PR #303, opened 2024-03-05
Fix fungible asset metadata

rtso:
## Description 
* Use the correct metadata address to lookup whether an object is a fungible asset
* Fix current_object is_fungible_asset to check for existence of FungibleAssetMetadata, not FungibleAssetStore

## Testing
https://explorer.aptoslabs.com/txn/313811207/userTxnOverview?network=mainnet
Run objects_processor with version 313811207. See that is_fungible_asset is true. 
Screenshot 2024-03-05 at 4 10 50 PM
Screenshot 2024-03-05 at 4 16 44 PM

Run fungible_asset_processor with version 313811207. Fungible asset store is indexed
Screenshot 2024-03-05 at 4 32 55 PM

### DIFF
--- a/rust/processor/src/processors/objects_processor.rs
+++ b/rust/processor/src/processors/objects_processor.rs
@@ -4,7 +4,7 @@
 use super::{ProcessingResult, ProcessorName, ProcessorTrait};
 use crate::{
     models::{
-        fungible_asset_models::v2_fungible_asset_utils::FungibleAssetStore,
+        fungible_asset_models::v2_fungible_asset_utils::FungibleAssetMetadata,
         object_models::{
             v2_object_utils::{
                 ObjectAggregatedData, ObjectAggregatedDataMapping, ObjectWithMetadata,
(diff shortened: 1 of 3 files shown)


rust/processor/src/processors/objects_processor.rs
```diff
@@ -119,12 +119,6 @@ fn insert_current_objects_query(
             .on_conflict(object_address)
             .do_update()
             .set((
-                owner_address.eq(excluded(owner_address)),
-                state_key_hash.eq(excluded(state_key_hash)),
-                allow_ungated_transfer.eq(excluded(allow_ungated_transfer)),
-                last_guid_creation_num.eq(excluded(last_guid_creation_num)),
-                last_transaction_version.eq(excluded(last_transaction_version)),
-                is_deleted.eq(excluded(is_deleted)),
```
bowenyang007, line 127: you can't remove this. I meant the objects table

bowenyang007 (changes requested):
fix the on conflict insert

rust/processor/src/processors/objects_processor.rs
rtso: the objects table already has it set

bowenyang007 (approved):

* * * * * * *

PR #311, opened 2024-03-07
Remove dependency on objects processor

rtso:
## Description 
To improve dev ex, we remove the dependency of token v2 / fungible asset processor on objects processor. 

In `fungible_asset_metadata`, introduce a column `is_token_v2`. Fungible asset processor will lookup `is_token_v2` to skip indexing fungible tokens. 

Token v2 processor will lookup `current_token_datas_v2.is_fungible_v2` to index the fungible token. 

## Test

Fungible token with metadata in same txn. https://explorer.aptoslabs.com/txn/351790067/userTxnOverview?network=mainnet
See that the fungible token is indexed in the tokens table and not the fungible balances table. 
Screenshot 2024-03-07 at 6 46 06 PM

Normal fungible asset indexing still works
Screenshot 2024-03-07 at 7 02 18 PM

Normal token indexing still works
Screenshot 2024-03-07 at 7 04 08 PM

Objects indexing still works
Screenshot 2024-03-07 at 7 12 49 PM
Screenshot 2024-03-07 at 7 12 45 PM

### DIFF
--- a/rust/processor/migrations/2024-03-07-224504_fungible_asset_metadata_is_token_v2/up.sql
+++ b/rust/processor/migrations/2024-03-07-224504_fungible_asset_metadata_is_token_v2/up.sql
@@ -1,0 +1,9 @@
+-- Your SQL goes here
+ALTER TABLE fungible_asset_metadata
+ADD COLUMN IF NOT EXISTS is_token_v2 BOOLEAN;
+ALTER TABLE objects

* * * * * * *

Exercise — Your answer should consist of each line above in which "opened" appears.

Exercise result —
PR #303, opened 2024-03-05
PR #311, opened 2024-03-07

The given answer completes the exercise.